The current was amazing. I was throwing out to the channel and could not even hold bottom with an 8 oz. at one point. And by the way, the biggest fish after you guys left was a 38" caught by the folks to my left.


----------



## catman (May 28, 2001)

Took a break from the boat and stopped over at SP to see what was shaking. Actually I was on my was to buy a new deep cycle battery. Got there just as Anthony was bleeding his 38"er. Boy did that fish have some shoulders. It was good to see the guys - Anthony, Jason, Orest, Green Cart and MC - again. See everyone Saturday morning at the clean-up.

Catman.


----------



## WarMachine (Mar 7, 2003)

*Hard work eventually pays off*

It was great seeing you guys again. Anthony, Thanks for showing me that bleeding technique. And thanks for taking the pic for me. Fl Fisherman, Its was good to see you too. You 2 should think of going into Real Estate because you hooked me up with some prime property today. It was great to get that big boy home. It was also My personal best 37" and over 22lbs. My dad finally got him one also. He had one pole that sat out there for over an hour and when it bent his face lit up. I was so happy for him because he finally hooked into something big. His fish 32" and im guessing around 17lbs. Once I get my camera working right Ill post his pic. It was nice to meet you Sand Flea. Thanks for the info on filetting the fish. It worked like a charm. My wife was very happy to see that big fish. She finally realized that C&R culminates into a day like this. Orest it was good seeing you again and Catman it was good seeing you again. Ill see everybody at the cleanup on saturday...........Tight Lines


----------



## The Fish Finder (Apr 12, 2004)

Sounds like the beach was the place to be. I wish I was there. I was out in the channel trolling umbrella rigs and double lures for two days and came home with the skunk on both. 

  

We only saw two fish caught the entire time out there. We tried fishing the incoming tide and the outgoing tide and nothing worked. I'll be headed to SPSP this week to shake the skunk off. Did anyone else have any luck trolling?


----------



## JIGMAKER (May 4, 2003)

I spoke with some guys that went out trolling in the middle bay over the weekend they were catching fish at 90 feet. 

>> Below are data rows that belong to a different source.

PR #851, opened 2018-10-21
Added Persian letters rule for converting those letters to English

hossainalhaidari:
Sometimes when typing in shell, we're in a wrong keyboard layout (like Persian, in this particular rule). What happens is, the entered command will be something like this:

`لهف سفشفعس`

In which if the keyboard layout was correct (i.e. English), it would be:

`git status`

This rule will fix these mistakes.

### DIFF
--- a/tests/rules/test_persian_letters.py
+++ b/tests/rules/test_persian_letters.py
@@ -1,0 +1,21 @@
+import pytest
+from thefuck.types import Command
+from thefuck.rules.chmod_x import match, get_new_command
+
+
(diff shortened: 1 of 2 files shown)


nvbn:
Thanks, but there's already [switch_lang](https://github.com/nvbn/thefuck/blob/master/thefuck/rules/switch_lang.py) rule. I think it will be better to modify it instead of creating a new rule.

hossainalhaidari:
Ah sorry I didn't notice that!

PR #853, opened 2018-10-25
Comply to new flake8 3.6

scorphus:
With new flake8 version 3.6 comes new errors, `W504` and `W605`. They didn't exist before the new version. `W504` is ignored along with `W503`. Fixes regarding `W605` are included.

Remember not to squash the commits ‒ for some good reasons. :-) Just rebase them.


nvbn:
Thanks!

PR #854, opened 2018-10-30
Remove zsh instant mode log with -f

longsleep:
In some setups, rm might default to interactive promt. This change adds
the -f parameter to force remove the instant mode log on exit to avoid
an interactive prompt.

```
 ~ 
rm: remove regular file
'/tmp/user/1000/thefuck-script-log-bbb81260140c4b3fa18bf2097f15bd77'?
```


nvbn:
Thanks!

Issue #855, opened 2018-11-09
Layout switching for Ukrainian is not supported, the Russian one is used instead


kozar:
The output of `thefuck --version` (something like `The Fuck 3.1 using Python
3.5.0 and Bash 4.4.12(1)-release`):

    The Fuck 3.25 using Python 3.4.9

Your system (Debian 7, ArchLinux, Windows, etc.):

    Oracle Linux Server release 7.5

How to reproduce the bug:

execute command consisting of two or more parts using Ukrainian keyboard layout, e.g. (it's `git st`)
   
    $ пше іе

The fuck will suggest the

    git іt 

Instead of 

    git st

Anything else you think is relevant:

    Matching rule doesn't take into account all the command line, so it assumes the Russian layout is a suitable one for the replacement, even though it doesn't contain all needed characters

PR #856, opened 2018-11-09
#855 - Support Ukrainian layout; Fix matching of similar layouts

kozar:
Matching rule doesn't take into account all the command line, so if the first part of the command line contains only characters from the layout then it selected as suitable event if the rest of the line contains characters from other layouts. It's relevant for any similar layouts.
Also, the Ukrainian layout is added to the list of supported ones.


nvbn:
Thanks!

PR #861, opened 2018-12-08
Fix invalid for_app/sudo_support ordering

chrisdepas:
- Fixed incorrect ordering of for_app/sudo_support annotations causing apt_invalid_operation and dnf_no_such_command rules to fail
- The previous ordering meant that `for_app` was on the inside (i.e. called first), so it would fail for commands executed with `sudo`


nvbn:
Thanks!

PR #873, opened 2019-01-05
Use `yield from`

abdulniyaspm:
Since the requirement is `python (3.4+)` we could use the shortened form of `for item in iterable`. ie, This PR suggest to change

```
 for command in sorted_commands:
       yield command
```
with

```
yield from sorted_commands
```
This is available from `python 3.3` onwards

### DIFF
--- a/thefuck/corrector.py
+++ b/thefuck/corrector.py
@@ -74,8 +74,7 @@ def organize_commands(corrected_commands):
     logs.debug('Corrected commands: '.format(
         ', '.join(u'{}'.format(cmd) for cmd in [first_command] + sorted_commands)))
 
-    for command in sorted_commands:
-        yield command
+    yield from sorted_commands
 
 
 def get_corrected_commands(command):


scorphus:
Thanks for your PR, @abdulniyaspm.

While I'd like to approve and accept this change – as much as many others – I believe we can and should [wait](https://pythonclock.org/) until Python 2 is eventually [discontinued](https://www.python.org/dev/peps/pep-0373/#update). I think it's fair to all users.

scorphus:
I'd say it still is and will probably be for some time.

Once Python 2 is officially EOL'ed, we can then release a new version that is still compatible with both 2 and 3 and set it as the last Py2-compatible one. Then, for the next releases, we state that they are Py3-compatible only – although they might still work on Py2.

And I think, moving forward, it will probably be easier implementing *new* features as we won't need to worry about Py2 anymore.

But, when I think about refactoring code and removing Py2-compatible blocks, I wonder if it's really worth the time and effort of doing so only for the sake of removing. What are the real advantages of that? Yes, a cleaner codebase, fewer test cases, a bit easier to maintain, etc. But is it really **that** much of difference? Is it really worth the time/effort or should we spend that time with something else?

In reality, we actually don't need to do anything when it comes to Py2 being discontinued. TheFuck will continue to work as Python evolves. It is and will be compatible with Python 3, as opposed to some other apps that aren't – [and won't ever be, it seems](https://bugs.launchpad.net/calibre/+bug/1714107) – compatible with Python 3.

djh82:
Python 2 (as well as 3.5) are now EoL.

scorphus:
We've been slow at drafting the last 2.7-compatible release, haven't we? So, next release will be the one.

PR #895, opened 2019-03-28
Add rule for pip_install permission fix

IngaFeick:
This PR reacts to `pip install` permission issues by either adding `--user` to the command, or, if `--user` is already in the command, removing the `--user` flag and running the command with sudo.

### DIFF
--- a/thefuck/rules/pip_install.py
+++ b/thefuck/rules/pip_install.py
@@ -12,4 +12,4 @@ def get_new_command(command):
     if '--user' not in command.script:  # add --user (attempt 1)
         return command.script.replace(' install ', ' install --user ')
 
-    return 'sudo {}'.format(command.script.replace(' --user', '')) # since --user didn't fix things, let's try sudo (attempt 2)
+    return 'sudo {}'.format(command.script.replace(' --user', ''))  # since --user didn't fix things, let's try sudo (attempt 2)
--- a/thefuck/rules/pip_install.py
+++ b/thefuck/rules/pip_install.py
@@ -11,5 +11,5 @@ def match(command):
 def get_new_command(command):
     if "--user" not in command.script:  # add --user (attempt 1)
         return command.script.replace(" install ", " install --user ")
-    else: # since --user didn't fix things, let's try sudo (attempt 2)
-    	return 'sudo {}'.format(command.script.replace(" --user", ""))        
+    else:  # since --user didn't fix things, let's try sudo (attempt 2)
+        return 'sudo {}'.format(command.script.replace(" --user", ""))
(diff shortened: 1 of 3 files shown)


nvbn:
The rule looks good, thanks!

Can you please fix [linter warnings](https://travis-ci.org/nvbn/thefuck/jobs/512578895#L419)?
```
./thefuck/rules/pip_install.py:14:10: E261 at least two spaces before inline comment
./thefuck/rules/pip_install.py:15:5: W191 indentation contains tabs
./thefuck/rules/pip_install.py:15:5: E101 indentation contains mixed spaces and tabs
./thefuck/rules/pip_install.py:15:68: W291 trailing whitespace
```

scorphus:
Thanks for the contribution, @IngaFeick! I'd recommend spending some time configuring your editor to do things like strip trailing whitespaces, standardise indentation, lint the source code, etc.

IngaFeick:
@nvbn @scorphus sorry mates, I forgot to run flake before submitting 🤦🏻‍♂️

thefuck/rules/pip_install.py
```diff
@@ -0,0 +1,15 @@
...
+@sudo_support
+@for_app('pip')
+def match(command):
+    return ('pip install' in command.script and "Permission denied" in command.output)
+
+
+def get_new_command(command):
+    if "--user" not in command.script:  # add --user (attempt 1)
+        return command.script.replace(" install ", " install --user ")
+    else:  # since --user didn't fix things, let's try sudo (attempt 2)
```
scorphus: This else here is unnecessary and should be removed.

IngaFeick: Quotation has been changed as requested. 
Could you kindly explain why the `else` is unnecessary? The script is supposed to react differently, depending on whether or not the command already included the `--user` flag, in which case sudo might fix the issue.

scorphus: An else after a return is unnecessary and only increases indentation, decreasing readability.

This:
```python
if condition:
    return foo
else:
    return bar
```
Is equivalent to this:
```python
if condition:
    return foo
return bar
```

IngaFeick: 🤦🏻‍♀️ you're absolutely right of course. I thought you asked me to delete the entire `else` block including the 2nd return statement.

IngaFeick: Changed as requested

scorphus: Oh, pardon me for not being clear about that :relaxed: Glad you changed it! Thanks for your contribution.

nvbn:
Looks good, thanks!

IngaFeick:
Great, thanks!

hongshaoyang:
Hate to be a wet blanket, but I don't think running sudo with pip install is a good idea. Essentially, you're allowing arbitrary Python code from PyPI to be executed with system-wide admin privileges. 

See [this](https://stackoverflow.com/a/37104948/6619250) and [this](https://stackoverflow.com/a/21056000/6619250).

PR #907, opened 2019-04-26
Adding yay AUR manager to Arch Linux's commands

jesusdanielcf:
Adding yay AUR manager to Arch Linux's commands since yaourt is unmantained and has some security issues.

Since those issues with yaourt it's recommended to use another AUR manager instead and yay is being the most used alternative.


scorphus:
Why is `root` the the author of the commit?

jesusdanielcf:
Hi! I did it from VM where I was trying thefuck and I didn't have the global configuration configured in that VM

nvbn:
Looks good, thanks!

What is the bleeding technique and does it make the fish taste any better?


----------



## Anthony (Jul 3, 2002)

You deserve that fish buddy. After the year you had last year, it's nice to see you open up the season with a bang. Now that me and FLF have shown you a few of our "techniques", the Dream Team doesn't stand a chance. You noticed that we haven't heard from them in a while, I wonder why ? It seems that a lot of boaters ended up with the skunk over the weekend. The deeper water is still cold and may take a little while before it warms up enough for the stripers to bite out there. From what I have heard, the stripers that were caught were hooked near the top of the water where it is warmer.


----------



## Anthony (Jul 3, 2002)

JIGMAKER said:


> *What is the bleeding technique and does it make the fish taste any better? *


Basically you make an incision in the gills and try to hit the bloodline, you'll know when you hit it. Make sure you don't cut the heart since it has to keep pumping for all of the blood to come out. If you ever cleaned fish before, you know that it can be messy sometimes. I feel that it improves the quality of the meat, plus the fillets comes out a whole lot whiter and also lasts longer in the freezer. This usually works well with oilier species such as mackeral and bluefish. A lot of people feel that this isn't necessary for fish such as flounder and sea bass. So far I've tried it with Tautog, bluefish, and rockfish and the results have been worth it.


----------



## Wrong Way (May 29, 2003)

Seems like many of you had great success on Sunday. I was one of the few that got skunked on Saturday while fish was caught to the left and right of me.


----------



## jeffintime (Nov 15, 2003)

I checked this mornng on trading my boat in on a beach chair and a really decked out pull cart. They seem to tow better, Use less gas, And take more fish  Oh well it was a nice 7 hours on the water (except for the 10 hours in the truck getting there and back) I don't think I would have done as well on the beach if we would have tried it anyway, WAYYYYYYY TO MANY WOMEN to keep my attention on the fishing  My neck would have hurt after an hour. Catfish I tried ya on the radio a couple times but never herd from you. thanks for the info though.


----------



## Skeeter (Apr 22, 2003)

Wrong Way,

I feel your pain.......I also was at SP on Saturday morning for a few hours and caught the big skunk!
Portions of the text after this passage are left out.